Just Plane Dad mentioned this topic casually the other day as he prepared for an important meeting. Why do some people feel the need to micro-manage other’s lives? About halfway through our grump session, I realized that I exhibit the same attributes as those we were complaining about.
As a General Manager, he uses his micro-managing powers for good. As helicopter parents, we use them for evil. Hah! Bet that’s what you thought I’d say, but no, regardless of what the outside world feels, I have the best intentions.
For me, micro-management in parenting should be called guidance, protection, or discipline, to name a few. Piloting our daughter to a productive adulthood is of the highest priority. Our life is centered on making the right choices in raising her. I wear my Helicopter Mom title proudly and I realize that micro-management is at its most fundamental level. Unlike the corporate world however, I am totally invested in whether or not my child follows the path I’ve laid out.

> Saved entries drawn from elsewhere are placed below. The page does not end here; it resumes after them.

PR #824, opened 2024-04-18
Iceberg storage

thorfour:
This adds a new storage implementation based on [Apache Iceberg](https://iceberg.apache.org)

The default storage for FrostDB performs a linear scan on all data files. This means that at minimum we have O(N) reads performed. Just to perform they query planning step.

Iceberg allows us to perform query planning down to the data file with O(1) reads. It extracts and groups metadata into a set of manifest files that allow us to perform fewer reads to determine which data files may contain useful data. 

This implementation currently performs data file pruning only at the manifest layer and does not yet support pruning at the manifest list layer. That will be a future addition once table partitioning is supported in the [iceberg-go](https://github.com/polarsignals/iceberg-go) library. However, being able to prune at the manifest layer should already be a marked improvement.

In addition to adding support for pruning at the manifest list level, future support could be added for utilities to prune/cleanup tables. As new snapshots are created, old snapshots and their metadata files are left around.


brancz (approved):
Very cool! lgtm

db_test.go
```diff
@@ -2962,3 +2963,86 @@ func Test_DB_SnapshotDuplicate_Corrupted(t *testing.T) {
...
+	validateRows(10)
+
+	require.NoError(t, table.RotateBlock(ctx, table.ActiveBlock(), false))
+	require.Eventually(t, func() bool {
+		info, err := bucket.Attributes(ctx, filepath.Join("test", "test", "metadata", "v1.metadata.json"))
+		if err != nil {
+			return false
+		}
+		return info.Size > 0
+	}, 30*time.Second, 100*time.Millisecond)
```
asubiotto, line 3025: This feels super slow for a unit test. Can we check in intervals of `10*time.Millisecond` with max time of `5*time.Second`?

asubiotto (approved):

asubiotto:
Also what is the long-term plan for our iceberg-go fork. Are we eventually going to upstream the changes? Seems like there's some stuff that's on the roadmap that might be interesting for us from a cursory view (e.g. scan planning)

thorfour:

At work, Just Plane Dad can leave his staff the list of tasks that need to be accomplished and if they don’t do it, he can choose whether or not to give them reminders or assistance or if they fail to complete the work, he can terminate them. Thankfully for his staff, he feels as adults they shouldn’t have to be watched over and expects them to work without his “babysitting”.
At home, the game changes.
If Beloved doesn’t follow the path we’ve paved for her, the consequences could be dire for her future. Kids that aren’t given direction will look for things to fill the void…bad things! We most definitely have to micro-manage her. I use every available method to drive home my message. I have an entire stash of lists, sticky note reminders, cell phone texts, verbal reminders and FaceBook notices to remain on her radar. Perfect example, it’s not enough to just tell your kids not to smoke, they need to really understand the dangers and know your stance on the issue if they are to succeed in staying away from cigarettes. They also need to be reminded of your thoughts on the matter or it will leave their angelic little heads.
If we didn’t
hover micro-manage, how would we know that she intends to follow through with our rules and wishes? Another example is school, it’s not enough to simply hope your child is passing Science; you have to ask about assignments, read the progress notes, and show up to the parent-teacher conferences. Beloved attends home school therefore I’m relied upon to participate in the learning process more than most; which feeds my desire to be near her. Even though she’d like me to not peer over her shoulder as much as I do, I feel it’s my job [while she’s a child] to be available if she needs help.
Her future boss can thank me as she’ll probably find this annoying behavior perfectly normal when she enters the real world. With regards to the corporate world, it’s frustrating for adults to be handled the same way, so tell us the task to complete and then back off!